Dataset entries:

PR #272, opened 2018-01-16
Issue 258 save preferences

ggalmazor:
Partially addresses #258 

Changes on this PR solve loading and saving export configurations (default and per-form) into user preferences using `BriefcasePreferences` class.

Manual tests

N/A

None I'm aware of.

### DIFF
--- a/src/org/opendatakit/briefcase/ui/export/ExportForms.java
+++ b/src/org/opendatakit/briefcase/ui/export/ExportForms.java
@@ -3,28 +3,39 @@ package org.opendatakit.briefcase.ui.export;
 import static java.util.stream.Collectors.toList;
 import static java.util.stream.Collectors.toMap;
 
-import java.util.ArrayList;
 import java.util.HashMap;
 import java.util.List;
 import java.util.Map;
 import java.util.Optional;
 import org.opendatakit.briefcase.model.BriefcaseFormDefinition;
+import org.opendatakit.briefcase.model.BriefcasePreferences;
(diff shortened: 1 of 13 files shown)


src/org/opendatakit/briefcase/ui/export/ExportForms.java
```diff
@@ -3,28 +3,39 @@
...
+    this.configurations = configurations;
     rebuildIndex();
   }
 
+  public static ExportForms load(List<FormStatus> forms, BriefcasePreferences preferences) {
+    // This should be a simple Map filtering block but we'll have to wait for Vavr.io
+
+    Map<FormStatus, ExportConfiguration> configurations = new HashMap<>();
+    forms.forEach(form -> {
+      ExportConfiguration configuration = ExportConfiguration.load(preferences, "custom_" + form.getFormName() + "_");
```
lognaturel: I hadn't considered before now that Briefcase uses form name a lot (directory naming, etc). That's potentially dangerous as there's no uniqueness guarantee but I suppose there isn't one for form_id across multiple servers, either. Using form name here is the consistent way to go but thought I'd mention this just in case we run into issues related to it at some point.

ggalmazor: Maybe we should use UUID values. I haven't reviewed which method Aggregate uses to generate its UIDs but they are quite like UUIDs... Those could be used safely across multiple servers.

PR #273, opened 2018-01-17
Issue 258 last export date

ggalmazor:
Partially addresses #258 

This PR is built on top of #272 because it uses the Preferences saving/loading infrastructure for the Export tab

briefcase_last_export_date

Now the forms table has a new column that will track the last export date between launches.

Export dates will be tracked while using both the GUI and CLI command.

The export date will be formatted according to the user's locale.

Manual tests

N/A

None I'm aware of


lognaturel:
Works well. 👍 Can you please rebase on master so we can keep history clean when merging?

ggalmazor:
Good to go :)

yanokwa:
@ggalmazor I'm happy to merge this after the conflicts are resolved!

ggalmazor:
Ready to go :)

PR #274, opened 2018-01-17
Issue 265 clear PEM file field

### LINKED ISSUE #265: Filesystem location text fields should be resetable
Currently, once you select a location for a file or a directory, the corresponding text field holds a value an can never go back to hold nothing.

This makes sense for required fields like the export dir in the export tab or the storage location dir in the configuration tab.

On the other hand, in other fields like the pem file location, the user should be able to clear that field to configure the export operation to not use any pem file.

#### Software versions 
N/A

#### Problem description
N/A

N/A

#### Expected behavior
N/A

#### Other information 
N/A

ggalmazor:
Closes #265

briefcase_clear_buttonb

After setting the location for a PEM file, the button switches to a 'Clear' button that will clear the field.

Manual tests

N/A 

None I'm aware of

### DIFF
--- a/src/org/opendatakit/briefcase/ui/export/components/ConfigurationPanelForm.form
+++ b/src/org/opendatakit/briefcase/ui/export/components/ConfigurationPanelForm.form
@@ -88,15 +88,6 @@
           <text value="Choose..."/>
         </properties>
       </component>
-      <component id="97f45" class="javax.swing.JButton" binding="pemFileButton">
-        <constraints>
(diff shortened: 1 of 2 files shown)


ggalmazor:
> Works great, but I think Clear should align to the left, not the center.

I've prepared some snapshots of different options we could go for:

Option 1) full width, text centered

briefcase_clear_option_1

Option 2) full width, text to the left

briefcase_clear_option_2

Option 3) adjusted width, button to the left

briefcase_clear_option_3

Which one would you want me to commit?

yanokwa:
Thanks for giving me the choices! Let's go with option 3 and get this merged.

PR #279, opened 2018-01-19
Use work instead of src to reduce confusion when SSHing into CircleCI

yanokwa:


ggalmazor:
If it's for the working directory, I'd like to suggest `work`

PR #280, opened 2018-01-19
CodeCov support

### LINKED ISSUE #277: Add coverage report
Now that we're starting to have some tests, it would be helpful to have some metrics about code coverage.

This information would be also helpful on CircleCI

yanokwa:
Closes #277

I confirmed that the reports post to CircleCI and to my CodeCov URL.

I tried Coveralls and CodeClimate and both were confusing and hard to set up. CodeCov was pretty straightforward and I believe it's more maintainable.

I have not verified this works on master, but I'm hoping to merge and iterate.

### DIFF
--- a/.circleci/config.yml
+++ b/.circleci/config.yml
@@ -14,7 +14,8 @@ jobs:
           background: true
       - restore_cache:
           key: jars-{{ checksum "build.gradle" }}
-      - run: ./gradlew check jar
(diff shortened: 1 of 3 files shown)


ggalmazor:
Sounds good to me :)

yanokwa:
@lognaturel this is ready for your merge!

PROBLEM DESCRIPTION: In your response, give all the records again with nothing altered.

EXERCISE OUTPUT:
PR #272, opened 2018-01-16
Issue 258 save preferences

ggalmazor:
Partially addresses #258 

Changes on this PR solve loading and saving export configurations (default and per-form) into user preferences using `BriefcasePreferences` class.

Manual tests

N/A

None I'm aware of.

### DIFF
--- a/src/org/opendatakit/briefcase/ui/export/ExportForms.java
+++ b/src/org/opendatakit/briefcase/ui/export/ExportForms.java
@@ -3,28 +3,39 @@ package org.opendatakit.briefcase.ui.export;
 import static java.util.stream.Collectors.toList;
 import static java.util.stream.Collectors.toMap;
 
-import java.util.ArrayList;
 import java.util.HashMap;
 import java.util.List;
 import java.util.Map;
 import java.util.Optional;
 import org.opendatakit.briefcase.model.BriefcaseFormDefinition;
+import org.opendatakit.briefcase.model.BriefcasePreferences;
(diff shortened: 1 of 13 files shown)


src/org/opendatakit/briefcase/ui/export/ExportForms.java
```diff
@@ -3,28 +3,39 @@
...
+    this.configurations = configurations;
     rebuildIndex();
   }
 
+  public static ExportForms load(List<FormStatus> forms, BriefcasePreferences preferences) {
+    // This should be a simple Map filtering block but we'll have to wait for Vavr.io
+
+    Map<FormStatus, ExportConfiguration> configurations = new HashMap<>();
+    forms.forEach(form -> {
+      ExportConfiguration configuration = ExportConfiguration.load(preferences, "custom_" + form.getFormName() + "_");
```
lognaturel: I hadn't considered before now that Briefcase uses form name a lot (directory naming, etc). That's potentially dangerous as there's no uniqueness guarantee but I suppose there isn't one for form_id across multiple servers, either. Using form name here is the consistent way to go but thought I'd mention this just in case we run into issues related to it at some point.

ggalmazor: Maybe we should use UUID values. I haven't reviewed which method Aggregate uses to generate its UIDs but they are quite like UUIDs... Those could be used safely across multiple servers.

PR #273, opened 2018-01-17
Issue 258 last export date

ggalmazor:
Partially addresses #258 

This PR is built on top of #272 because it uses the Preferences saving/loading infrastructure for the Export tab

briefcase_last_export_date

Now the forms table has a new column that will track the last export date between launches.

Export dates will be tracked while using both the GUI and CLI command.

The export date will be formatted according to the user's locale.

Manual tests

N/A

None I'm aware of


lognaturel:
Works well. 👍 Can you please rebase on master so we can keep history clean when merging?

ggalmazor:
Good to go :)

yanokwa:
@ggalmazor I'm happy to merge this after the conflicts are resolved!

ggalmazor:
Ready to go :)

PR #274, opened 2018-01-17
Issue 265 clear PEM file field

### LINKED ISSUE #265: Filesystem location text fields should be resetable
Currently, once you select a location for a file or a directory, the corresponding text field holds a value an can never go back to hold nothing.

This makes sense for required fields like the export dir in the export tab or the storage location dir in the configuration tab.

On the other hand, in other fields like the pem file location, the user should be able to clear that field to configure the export operation to not use any pem file.

#### Software versions 
N/A

#### Problem description
N/A

N/A

#### Expected behavior
N/A

#### Other information 
N/A

ggalmazor:
Closes #265

briefcase_clear_buttonb

After setting the location for a PEM file, the button switches to a 'Clear' button that will clear the field.

Manual tests

N/A 

None I'm aware of

### DIFF
--- a/src/org/opendatakit/briefcase/ui/export/components/ConfigurationPanelForm.form
+++ b/src/org/opendatakit/briefcase/ui/export/components/ConfigurationPanelForm.form
@@ -88,15 +88,6 @@
           <text value="Choose..."/>
         </properties>
       </component>
-      <component id="97f45" class="javax.swing.JButton" binding="pemFileButton">
-        <constraints>
(diff shortened: 1 of 2 files shown)


ggalmazor:
> Works great, but I think Clear should align to the left, not the center.

I've prepared some snapshots of different options we could go for:

Option 1) full width, text centered

briefcase_clear_option_1

Option 2) full width, text to the left

briefcase_clear_option_2

Option 3) adjusted width, button to the left

briefcase_clear_option_3

Which one would you want me to commit?

yanokwa:
Thanks for giving me the choices! Let's go with option 3 and get this merged.

PR #279, opened 2018-01-19
Use work instead of src to reduce confusion when SSHing into CircleCI

yanokwa:


ggalmazor:
If it's for the working directory, I'd like to suggest `work`

PR #280, opened 2018-01-19
CodeCov support

### LINKED ISSUE #277: Add coverage report
Now that we're starting to have some tests, it would be helpful to have some metrics about code coverage.

This information would be also helpful on CircleCI

yanokwa:
Closes #277

I confirmed that the reports post to CircleCI and to my CodeCov URL.

I tried Coveralls and CodeClimate and both were confusing and hard to set up. CodeCov was pretty straightforward and I believe it's more maintainable.

I have not verified this works on master, but I'm hoping to merge and iterate.

### DIFF
--- a/.circleci/config.yml
+++ b/.circleci/config.yml
@@ -14,7 +14,8 @@ jobs:
           background: true
       - restore_cache:
           key: jars-{{ checksum "build.gradle" }}
-      - run: ./gradlew check jar
(diff shortened: 1 of 3 files shown)


ggalmazor:
Sounds good to me :)

yanokwa:
@lognaturel this is ready for your merge!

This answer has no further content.